Work to complete -> Pull out each line of the records holding the string "this".
--*--
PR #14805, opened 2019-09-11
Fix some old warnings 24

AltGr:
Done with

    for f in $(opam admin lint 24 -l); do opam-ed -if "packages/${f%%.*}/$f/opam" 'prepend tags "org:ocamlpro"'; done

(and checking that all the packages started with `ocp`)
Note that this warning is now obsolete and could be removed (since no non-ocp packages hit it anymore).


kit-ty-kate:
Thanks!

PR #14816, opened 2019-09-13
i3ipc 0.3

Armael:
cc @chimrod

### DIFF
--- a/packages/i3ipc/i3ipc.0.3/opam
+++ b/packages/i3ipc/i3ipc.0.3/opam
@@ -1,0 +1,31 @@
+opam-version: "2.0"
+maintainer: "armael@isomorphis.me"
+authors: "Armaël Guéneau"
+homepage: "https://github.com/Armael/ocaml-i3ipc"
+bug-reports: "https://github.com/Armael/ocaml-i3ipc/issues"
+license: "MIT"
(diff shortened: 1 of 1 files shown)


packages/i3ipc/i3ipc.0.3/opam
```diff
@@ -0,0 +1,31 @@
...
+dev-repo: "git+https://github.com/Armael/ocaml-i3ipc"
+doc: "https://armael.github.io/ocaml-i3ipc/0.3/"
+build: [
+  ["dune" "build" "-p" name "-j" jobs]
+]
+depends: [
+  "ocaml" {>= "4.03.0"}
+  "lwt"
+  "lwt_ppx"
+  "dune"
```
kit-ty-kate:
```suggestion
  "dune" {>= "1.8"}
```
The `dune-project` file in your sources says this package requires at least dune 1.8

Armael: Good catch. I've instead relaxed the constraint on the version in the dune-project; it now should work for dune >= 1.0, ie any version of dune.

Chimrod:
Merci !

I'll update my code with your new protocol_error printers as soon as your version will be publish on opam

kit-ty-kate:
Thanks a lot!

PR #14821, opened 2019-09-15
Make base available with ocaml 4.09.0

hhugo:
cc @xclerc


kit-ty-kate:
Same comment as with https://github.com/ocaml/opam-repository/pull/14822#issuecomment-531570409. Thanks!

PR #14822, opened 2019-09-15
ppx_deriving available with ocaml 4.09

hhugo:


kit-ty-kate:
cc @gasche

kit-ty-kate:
--*--
Reply ->
Note that this warning is now obsolete and could be removed (since no non-ocp packages hit it anymore).
The `dune-project` file in your sources says this package requires at least dune 1.8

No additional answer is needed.